■ Assigned task:
What lines below include the word "most"? Copy each one.

Stored records:
╭──

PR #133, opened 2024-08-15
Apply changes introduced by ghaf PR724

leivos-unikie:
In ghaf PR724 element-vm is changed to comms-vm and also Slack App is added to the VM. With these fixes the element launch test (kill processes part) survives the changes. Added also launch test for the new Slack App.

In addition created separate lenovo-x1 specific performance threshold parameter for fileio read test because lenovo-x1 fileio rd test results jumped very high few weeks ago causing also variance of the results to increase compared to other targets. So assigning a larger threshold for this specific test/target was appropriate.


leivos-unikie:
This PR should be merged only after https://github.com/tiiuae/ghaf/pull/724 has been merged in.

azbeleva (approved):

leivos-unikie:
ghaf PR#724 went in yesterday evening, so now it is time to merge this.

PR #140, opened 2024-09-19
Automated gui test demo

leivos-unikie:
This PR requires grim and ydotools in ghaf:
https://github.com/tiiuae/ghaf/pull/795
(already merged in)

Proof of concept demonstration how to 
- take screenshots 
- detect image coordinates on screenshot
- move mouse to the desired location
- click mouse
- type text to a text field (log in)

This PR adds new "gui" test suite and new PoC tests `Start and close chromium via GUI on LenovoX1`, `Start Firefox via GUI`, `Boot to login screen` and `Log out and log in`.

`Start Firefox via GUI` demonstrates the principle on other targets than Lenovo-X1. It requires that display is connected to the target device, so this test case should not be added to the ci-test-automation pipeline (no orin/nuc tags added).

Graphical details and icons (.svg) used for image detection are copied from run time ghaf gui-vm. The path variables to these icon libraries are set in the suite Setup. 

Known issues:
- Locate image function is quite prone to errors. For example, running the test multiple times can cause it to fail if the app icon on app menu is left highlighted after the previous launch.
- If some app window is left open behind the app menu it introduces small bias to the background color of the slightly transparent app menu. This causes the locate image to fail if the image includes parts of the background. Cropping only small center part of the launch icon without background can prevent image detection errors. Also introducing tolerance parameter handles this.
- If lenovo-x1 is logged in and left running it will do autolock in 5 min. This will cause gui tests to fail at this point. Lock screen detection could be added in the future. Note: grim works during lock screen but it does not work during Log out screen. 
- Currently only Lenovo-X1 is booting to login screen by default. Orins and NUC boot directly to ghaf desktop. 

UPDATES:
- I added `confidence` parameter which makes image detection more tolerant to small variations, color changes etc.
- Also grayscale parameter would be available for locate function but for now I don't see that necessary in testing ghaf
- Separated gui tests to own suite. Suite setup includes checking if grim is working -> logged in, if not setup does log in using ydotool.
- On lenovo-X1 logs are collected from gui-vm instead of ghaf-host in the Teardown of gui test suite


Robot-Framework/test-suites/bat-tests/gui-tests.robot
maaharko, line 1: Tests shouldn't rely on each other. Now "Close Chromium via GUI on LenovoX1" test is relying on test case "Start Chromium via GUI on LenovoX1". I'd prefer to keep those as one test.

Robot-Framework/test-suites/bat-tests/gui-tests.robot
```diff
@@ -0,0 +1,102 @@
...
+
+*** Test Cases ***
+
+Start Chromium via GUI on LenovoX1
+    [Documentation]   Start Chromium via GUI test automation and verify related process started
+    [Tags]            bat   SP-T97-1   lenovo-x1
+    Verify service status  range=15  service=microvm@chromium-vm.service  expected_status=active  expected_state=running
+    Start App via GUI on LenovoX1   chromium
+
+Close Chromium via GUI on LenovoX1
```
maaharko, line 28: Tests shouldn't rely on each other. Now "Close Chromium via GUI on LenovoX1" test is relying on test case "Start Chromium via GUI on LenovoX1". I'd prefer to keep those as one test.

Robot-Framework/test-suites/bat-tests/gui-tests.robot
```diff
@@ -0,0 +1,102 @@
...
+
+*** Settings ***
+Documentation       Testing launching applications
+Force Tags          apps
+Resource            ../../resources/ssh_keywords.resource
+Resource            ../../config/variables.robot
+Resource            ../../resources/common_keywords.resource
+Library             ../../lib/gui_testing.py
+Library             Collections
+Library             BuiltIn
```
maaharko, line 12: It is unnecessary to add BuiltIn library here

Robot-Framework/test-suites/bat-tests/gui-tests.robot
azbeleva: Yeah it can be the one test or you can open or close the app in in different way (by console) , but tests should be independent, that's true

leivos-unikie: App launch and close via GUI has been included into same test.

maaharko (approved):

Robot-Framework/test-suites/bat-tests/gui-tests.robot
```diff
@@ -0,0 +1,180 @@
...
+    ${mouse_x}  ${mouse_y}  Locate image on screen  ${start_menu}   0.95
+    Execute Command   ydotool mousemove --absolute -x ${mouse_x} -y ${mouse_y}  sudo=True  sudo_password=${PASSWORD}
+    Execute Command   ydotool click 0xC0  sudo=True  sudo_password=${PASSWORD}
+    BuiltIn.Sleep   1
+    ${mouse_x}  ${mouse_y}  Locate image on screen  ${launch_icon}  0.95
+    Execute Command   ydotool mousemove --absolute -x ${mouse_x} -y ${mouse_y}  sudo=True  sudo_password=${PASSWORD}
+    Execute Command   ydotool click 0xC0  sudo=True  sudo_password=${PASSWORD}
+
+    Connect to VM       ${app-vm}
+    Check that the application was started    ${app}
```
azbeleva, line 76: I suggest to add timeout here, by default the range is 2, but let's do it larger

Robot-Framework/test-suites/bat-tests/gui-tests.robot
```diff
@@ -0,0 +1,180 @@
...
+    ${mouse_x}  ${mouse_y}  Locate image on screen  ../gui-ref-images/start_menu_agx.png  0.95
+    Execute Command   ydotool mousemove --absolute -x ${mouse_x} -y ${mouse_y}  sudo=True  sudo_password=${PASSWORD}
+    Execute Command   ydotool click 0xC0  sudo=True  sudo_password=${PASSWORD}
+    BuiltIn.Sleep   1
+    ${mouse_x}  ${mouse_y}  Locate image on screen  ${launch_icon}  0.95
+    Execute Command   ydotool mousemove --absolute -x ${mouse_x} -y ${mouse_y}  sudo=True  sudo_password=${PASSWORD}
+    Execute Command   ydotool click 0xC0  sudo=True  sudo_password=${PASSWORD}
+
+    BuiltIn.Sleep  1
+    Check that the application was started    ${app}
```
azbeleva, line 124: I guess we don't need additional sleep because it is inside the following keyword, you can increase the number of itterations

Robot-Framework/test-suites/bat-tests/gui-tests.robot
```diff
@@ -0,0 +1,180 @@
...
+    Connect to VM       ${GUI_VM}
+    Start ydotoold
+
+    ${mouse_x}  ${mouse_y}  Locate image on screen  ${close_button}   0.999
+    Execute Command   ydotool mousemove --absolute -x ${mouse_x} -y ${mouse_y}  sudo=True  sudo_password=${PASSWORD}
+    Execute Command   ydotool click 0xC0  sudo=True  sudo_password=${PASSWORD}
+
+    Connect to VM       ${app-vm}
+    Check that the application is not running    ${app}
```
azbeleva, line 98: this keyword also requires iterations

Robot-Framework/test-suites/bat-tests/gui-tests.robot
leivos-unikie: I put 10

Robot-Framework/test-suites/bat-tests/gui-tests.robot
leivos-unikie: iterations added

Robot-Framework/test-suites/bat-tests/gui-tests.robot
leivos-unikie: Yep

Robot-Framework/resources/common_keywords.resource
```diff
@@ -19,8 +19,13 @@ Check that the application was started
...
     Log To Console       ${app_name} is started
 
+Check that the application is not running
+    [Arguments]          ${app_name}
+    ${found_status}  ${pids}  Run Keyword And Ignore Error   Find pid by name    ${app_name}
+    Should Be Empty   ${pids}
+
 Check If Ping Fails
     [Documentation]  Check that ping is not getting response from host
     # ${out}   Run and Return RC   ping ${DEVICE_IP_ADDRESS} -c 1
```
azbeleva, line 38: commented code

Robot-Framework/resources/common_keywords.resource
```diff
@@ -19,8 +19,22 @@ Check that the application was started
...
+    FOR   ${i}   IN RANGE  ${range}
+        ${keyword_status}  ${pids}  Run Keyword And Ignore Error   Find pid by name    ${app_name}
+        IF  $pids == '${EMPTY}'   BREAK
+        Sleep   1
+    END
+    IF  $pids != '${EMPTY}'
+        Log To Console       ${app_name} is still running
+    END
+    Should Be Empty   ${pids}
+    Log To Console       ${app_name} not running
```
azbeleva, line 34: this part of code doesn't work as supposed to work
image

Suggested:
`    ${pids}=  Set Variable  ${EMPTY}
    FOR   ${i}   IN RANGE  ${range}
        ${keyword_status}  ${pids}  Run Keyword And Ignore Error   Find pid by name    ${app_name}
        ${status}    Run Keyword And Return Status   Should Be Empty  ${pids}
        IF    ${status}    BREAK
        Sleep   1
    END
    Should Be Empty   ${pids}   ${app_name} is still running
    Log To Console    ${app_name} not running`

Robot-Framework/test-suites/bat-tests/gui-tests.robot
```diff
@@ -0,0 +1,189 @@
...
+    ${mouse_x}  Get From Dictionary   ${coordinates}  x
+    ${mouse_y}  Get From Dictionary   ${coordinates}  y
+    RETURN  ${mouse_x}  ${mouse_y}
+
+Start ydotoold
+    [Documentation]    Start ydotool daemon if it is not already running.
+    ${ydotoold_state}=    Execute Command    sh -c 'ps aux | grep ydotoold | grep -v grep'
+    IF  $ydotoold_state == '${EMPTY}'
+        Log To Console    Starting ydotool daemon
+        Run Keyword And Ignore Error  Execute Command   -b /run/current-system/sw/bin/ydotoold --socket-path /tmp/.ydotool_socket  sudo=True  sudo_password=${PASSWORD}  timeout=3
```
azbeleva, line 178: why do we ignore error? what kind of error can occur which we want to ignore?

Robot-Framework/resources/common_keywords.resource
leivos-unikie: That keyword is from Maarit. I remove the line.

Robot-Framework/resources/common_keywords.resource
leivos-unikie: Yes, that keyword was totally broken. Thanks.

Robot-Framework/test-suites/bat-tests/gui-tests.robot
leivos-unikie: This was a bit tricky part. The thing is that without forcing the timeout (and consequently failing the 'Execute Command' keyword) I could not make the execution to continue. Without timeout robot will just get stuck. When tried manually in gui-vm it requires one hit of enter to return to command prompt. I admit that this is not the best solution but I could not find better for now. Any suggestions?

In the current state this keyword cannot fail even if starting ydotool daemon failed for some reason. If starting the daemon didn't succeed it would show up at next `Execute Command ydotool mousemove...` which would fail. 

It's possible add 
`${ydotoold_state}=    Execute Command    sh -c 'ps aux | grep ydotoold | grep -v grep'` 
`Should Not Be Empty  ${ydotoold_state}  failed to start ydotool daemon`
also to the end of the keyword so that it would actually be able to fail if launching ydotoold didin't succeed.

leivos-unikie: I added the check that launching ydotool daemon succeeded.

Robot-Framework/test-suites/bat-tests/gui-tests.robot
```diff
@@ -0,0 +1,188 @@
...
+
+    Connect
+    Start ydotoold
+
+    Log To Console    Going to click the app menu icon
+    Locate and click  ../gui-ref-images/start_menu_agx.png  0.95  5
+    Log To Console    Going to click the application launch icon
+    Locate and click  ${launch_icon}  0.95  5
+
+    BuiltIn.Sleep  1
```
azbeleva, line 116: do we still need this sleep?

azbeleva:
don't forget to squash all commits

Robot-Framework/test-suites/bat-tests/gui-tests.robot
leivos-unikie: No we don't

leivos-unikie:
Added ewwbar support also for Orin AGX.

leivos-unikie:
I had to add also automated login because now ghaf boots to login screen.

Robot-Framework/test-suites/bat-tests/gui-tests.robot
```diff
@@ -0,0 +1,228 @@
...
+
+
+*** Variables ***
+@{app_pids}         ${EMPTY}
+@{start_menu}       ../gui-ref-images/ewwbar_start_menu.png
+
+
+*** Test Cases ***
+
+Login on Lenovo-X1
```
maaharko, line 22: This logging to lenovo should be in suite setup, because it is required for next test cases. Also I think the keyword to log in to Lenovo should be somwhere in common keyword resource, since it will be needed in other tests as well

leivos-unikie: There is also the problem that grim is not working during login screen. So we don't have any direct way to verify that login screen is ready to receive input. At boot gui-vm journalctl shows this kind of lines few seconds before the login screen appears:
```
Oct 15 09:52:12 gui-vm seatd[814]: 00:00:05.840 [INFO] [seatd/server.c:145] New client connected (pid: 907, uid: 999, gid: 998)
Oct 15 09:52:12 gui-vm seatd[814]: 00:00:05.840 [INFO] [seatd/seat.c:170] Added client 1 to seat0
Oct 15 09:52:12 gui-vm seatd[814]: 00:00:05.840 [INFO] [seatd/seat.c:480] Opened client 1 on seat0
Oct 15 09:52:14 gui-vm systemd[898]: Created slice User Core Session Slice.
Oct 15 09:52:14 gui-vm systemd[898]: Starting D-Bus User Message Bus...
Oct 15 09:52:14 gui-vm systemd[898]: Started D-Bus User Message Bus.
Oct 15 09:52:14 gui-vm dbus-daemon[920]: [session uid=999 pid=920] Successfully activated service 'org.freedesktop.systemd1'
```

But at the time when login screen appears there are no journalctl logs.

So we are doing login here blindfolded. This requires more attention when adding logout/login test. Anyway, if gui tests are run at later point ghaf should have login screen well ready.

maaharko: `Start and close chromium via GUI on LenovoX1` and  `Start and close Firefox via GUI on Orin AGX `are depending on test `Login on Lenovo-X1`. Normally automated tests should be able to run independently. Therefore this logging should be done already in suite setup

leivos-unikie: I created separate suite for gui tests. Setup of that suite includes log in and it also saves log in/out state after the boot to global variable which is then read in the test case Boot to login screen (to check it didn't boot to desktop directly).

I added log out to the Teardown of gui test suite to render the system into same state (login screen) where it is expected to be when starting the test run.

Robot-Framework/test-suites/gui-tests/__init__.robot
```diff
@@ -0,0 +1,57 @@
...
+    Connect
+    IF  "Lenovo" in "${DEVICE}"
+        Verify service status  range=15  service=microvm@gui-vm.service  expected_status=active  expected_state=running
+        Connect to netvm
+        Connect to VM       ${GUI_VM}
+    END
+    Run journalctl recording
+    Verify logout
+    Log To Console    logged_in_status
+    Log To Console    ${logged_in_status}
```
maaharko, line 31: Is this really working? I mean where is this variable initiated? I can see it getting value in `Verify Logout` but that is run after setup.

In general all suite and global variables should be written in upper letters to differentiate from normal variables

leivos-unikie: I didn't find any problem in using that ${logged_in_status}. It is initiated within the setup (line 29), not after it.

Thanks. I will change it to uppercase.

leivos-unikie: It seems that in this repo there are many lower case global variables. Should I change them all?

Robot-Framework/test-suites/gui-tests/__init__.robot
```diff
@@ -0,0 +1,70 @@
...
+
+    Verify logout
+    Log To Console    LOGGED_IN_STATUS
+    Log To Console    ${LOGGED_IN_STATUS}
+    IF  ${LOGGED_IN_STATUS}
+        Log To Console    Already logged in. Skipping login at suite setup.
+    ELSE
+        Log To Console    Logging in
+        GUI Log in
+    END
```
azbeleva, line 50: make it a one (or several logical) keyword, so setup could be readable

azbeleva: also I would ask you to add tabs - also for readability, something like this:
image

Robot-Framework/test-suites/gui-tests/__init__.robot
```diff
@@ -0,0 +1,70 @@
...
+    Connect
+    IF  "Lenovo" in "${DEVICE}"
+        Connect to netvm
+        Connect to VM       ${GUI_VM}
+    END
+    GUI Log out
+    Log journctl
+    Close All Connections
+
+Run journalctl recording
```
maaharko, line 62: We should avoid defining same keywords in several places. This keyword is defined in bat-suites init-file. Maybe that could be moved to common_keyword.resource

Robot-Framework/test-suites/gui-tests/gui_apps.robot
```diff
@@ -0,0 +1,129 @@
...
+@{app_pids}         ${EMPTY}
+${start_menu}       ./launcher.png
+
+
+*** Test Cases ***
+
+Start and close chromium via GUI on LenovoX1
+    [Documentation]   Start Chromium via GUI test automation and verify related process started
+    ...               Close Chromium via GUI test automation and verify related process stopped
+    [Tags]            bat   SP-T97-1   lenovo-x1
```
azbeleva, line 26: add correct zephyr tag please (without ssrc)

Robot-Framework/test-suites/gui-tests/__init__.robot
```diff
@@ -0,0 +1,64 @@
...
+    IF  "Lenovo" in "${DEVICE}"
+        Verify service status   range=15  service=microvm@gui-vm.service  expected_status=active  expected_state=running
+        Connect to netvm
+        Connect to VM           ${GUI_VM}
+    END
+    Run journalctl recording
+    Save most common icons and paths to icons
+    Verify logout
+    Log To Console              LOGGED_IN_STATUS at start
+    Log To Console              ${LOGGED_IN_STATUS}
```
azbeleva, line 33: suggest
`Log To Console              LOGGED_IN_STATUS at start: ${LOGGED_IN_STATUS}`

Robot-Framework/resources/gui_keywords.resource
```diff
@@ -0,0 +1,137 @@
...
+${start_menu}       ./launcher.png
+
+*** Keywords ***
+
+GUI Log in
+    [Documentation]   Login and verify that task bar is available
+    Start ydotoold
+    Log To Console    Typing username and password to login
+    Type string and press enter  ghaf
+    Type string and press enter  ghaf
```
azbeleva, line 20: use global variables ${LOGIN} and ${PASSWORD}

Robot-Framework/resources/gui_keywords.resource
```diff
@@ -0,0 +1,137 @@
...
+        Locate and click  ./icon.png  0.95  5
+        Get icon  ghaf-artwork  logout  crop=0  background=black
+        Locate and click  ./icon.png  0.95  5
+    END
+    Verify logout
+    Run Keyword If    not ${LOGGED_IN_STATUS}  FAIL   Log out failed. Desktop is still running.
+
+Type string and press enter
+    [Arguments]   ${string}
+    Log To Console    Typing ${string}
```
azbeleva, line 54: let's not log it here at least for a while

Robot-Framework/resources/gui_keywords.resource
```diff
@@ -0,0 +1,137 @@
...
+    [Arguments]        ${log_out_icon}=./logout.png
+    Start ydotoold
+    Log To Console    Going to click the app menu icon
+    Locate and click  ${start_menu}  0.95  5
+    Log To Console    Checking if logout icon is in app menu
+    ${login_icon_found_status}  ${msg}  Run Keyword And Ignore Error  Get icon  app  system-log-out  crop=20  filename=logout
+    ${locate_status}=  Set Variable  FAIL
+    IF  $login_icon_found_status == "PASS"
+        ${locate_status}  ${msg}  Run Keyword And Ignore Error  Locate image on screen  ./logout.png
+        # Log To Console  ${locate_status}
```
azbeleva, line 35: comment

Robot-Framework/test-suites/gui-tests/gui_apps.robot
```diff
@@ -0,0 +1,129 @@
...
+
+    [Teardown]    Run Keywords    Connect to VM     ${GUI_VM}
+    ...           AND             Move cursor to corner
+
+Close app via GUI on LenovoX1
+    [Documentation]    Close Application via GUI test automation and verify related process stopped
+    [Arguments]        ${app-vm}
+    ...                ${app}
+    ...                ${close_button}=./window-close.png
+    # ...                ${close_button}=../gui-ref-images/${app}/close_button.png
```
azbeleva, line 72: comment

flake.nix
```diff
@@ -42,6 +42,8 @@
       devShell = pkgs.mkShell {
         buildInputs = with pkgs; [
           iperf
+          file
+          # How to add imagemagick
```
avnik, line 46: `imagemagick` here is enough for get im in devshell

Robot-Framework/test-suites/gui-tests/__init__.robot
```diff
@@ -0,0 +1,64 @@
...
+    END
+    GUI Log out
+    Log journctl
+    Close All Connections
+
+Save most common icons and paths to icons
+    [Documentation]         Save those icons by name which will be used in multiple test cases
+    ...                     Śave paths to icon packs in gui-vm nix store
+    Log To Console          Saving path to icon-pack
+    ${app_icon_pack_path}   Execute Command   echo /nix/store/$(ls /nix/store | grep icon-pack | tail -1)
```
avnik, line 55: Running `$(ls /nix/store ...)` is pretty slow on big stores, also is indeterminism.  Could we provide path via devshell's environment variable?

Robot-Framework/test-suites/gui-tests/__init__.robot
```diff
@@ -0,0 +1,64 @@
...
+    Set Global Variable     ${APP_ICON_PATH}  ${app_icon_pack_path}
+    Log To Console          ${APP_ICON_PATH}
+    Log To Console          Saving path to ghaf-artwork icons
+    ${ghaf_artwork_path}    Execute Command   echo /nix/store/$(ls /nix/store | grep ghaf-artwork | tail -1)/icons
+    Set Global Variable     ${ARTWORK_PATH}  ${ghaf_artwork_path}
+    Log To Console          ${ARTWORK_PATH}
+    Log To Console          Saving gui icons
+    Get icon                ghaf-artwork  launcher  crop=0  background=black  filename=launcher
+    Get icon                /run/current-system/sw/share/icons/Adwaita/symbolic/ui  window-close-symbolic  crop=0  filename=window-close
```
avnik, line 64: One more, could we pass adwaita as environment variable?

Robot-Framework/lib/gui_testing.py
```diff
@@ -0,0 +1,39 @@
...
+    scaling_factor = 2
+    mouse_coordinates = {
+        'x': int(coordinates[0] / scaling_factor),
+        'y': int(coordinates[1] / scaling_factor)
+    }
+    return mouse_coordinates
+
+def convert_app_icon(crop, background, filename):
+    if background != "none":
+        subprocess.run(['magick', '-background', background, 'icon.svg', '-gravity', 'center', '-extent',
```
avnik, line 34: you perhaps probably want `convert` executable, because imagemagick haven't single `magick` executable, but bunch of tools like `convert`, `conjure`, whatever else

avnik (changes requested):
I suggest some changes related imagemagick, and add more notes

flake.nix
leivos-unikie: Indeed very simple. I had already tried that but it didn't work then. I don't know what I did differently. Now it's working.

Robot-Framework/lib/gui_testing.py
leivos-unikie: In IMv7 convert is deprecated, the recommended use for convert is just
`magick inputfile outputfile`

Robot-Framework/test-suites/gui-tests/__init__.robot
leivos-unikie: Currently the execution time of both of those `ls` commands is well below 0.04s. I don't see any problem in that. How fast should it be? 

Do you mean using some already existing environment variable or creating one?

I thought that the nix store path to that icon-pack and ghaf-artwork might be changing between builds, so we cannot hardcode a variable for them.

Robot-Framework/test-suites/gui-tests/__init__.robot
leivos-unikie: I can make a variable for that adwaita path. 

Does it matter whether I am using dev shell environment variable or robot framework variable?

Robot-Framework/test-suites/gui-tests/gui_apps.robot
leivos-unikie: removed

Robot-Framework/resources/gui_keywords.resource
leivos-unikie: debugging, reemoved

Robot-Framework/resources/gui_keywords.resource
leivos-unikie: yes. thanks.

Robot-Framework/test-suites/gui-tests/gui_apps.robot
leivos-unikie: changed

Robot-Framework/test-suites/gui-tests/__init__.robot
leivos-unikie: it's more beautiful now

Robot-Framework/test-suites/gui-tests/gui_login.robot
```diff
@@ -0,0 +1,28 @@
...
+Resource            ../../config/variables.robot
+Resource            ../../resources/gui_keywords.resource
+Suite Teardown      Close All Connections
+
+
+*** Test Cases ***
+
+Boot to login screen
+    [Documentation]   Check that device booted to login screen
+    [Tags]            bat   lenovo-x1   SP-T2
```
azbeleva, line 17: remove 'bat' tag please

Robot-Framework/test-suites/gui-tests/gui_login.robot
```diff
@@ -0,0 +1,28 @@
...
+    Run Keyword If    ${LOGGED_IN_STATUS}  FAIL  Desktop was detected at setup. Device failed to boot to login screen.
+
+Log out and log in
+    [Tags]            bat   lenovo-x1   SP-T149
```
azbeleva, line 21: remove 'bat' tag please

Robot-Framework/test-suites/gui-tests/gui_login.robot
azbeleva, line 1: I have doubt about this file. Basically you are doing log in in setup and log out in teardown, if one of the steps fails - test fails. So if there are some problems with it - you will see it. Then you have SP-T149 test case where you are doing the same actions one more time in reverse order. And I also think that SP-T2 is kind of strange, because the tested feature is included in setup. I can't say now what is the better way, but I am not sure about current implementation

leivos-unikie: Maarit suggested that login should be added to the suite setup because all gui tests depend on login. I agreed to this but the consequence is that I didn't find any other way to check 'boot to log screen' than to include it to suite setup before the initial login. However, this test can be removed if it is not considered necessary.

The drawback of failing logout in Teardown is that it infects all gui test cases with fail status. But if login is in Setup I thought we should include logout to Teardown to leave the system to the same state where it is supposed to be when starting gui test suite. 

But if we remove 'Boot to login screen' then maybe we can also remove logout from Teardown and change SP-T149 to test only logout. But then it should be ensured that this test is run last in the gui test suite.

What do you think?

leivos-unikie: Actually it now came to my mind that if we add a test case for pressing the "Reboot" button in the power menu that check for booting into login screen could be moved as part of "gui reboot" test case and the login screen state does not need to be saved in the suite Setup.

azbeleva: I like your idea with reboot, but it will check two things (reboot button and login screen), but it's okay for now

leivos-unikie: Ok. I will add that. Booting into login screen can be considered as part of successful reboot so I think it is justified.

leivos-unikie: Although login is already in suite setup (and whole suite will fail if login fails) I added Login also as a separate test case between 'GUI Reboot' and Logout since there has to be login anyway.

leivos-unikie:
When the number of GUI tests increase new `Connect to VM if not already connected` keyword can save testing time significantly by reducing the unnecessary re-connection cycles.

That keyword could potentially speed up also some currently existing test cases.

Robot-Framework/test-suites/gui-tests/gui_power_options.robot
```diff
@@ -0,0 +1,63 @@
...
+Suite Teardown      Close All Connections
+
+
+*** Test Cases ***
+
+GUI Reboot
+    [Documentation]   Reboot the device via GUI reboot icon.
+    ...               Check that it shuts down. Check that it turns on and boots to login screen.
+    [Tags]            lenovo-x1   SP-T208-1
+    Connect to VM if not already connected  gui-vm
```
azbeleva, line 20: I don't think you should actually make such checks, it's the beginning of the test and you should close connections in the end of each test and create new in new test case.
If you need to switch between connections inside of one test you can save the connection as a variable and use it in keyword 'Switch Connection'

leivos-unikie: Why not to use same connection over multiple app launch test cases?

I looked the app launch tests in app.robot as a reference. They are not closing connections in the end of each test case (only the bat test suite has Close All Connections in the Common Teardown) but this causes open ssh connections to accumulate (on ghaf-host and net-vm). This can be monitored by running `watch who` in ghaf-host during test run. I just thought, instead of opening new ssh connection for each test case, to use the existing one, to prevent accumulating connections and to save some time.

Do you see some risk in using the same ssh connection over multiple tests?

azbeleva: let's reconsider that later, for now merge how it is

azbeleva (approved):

╰──

■ Reply to the exercise:
+    Save most common icons and paths to icons
+Save most common icons and paths to icons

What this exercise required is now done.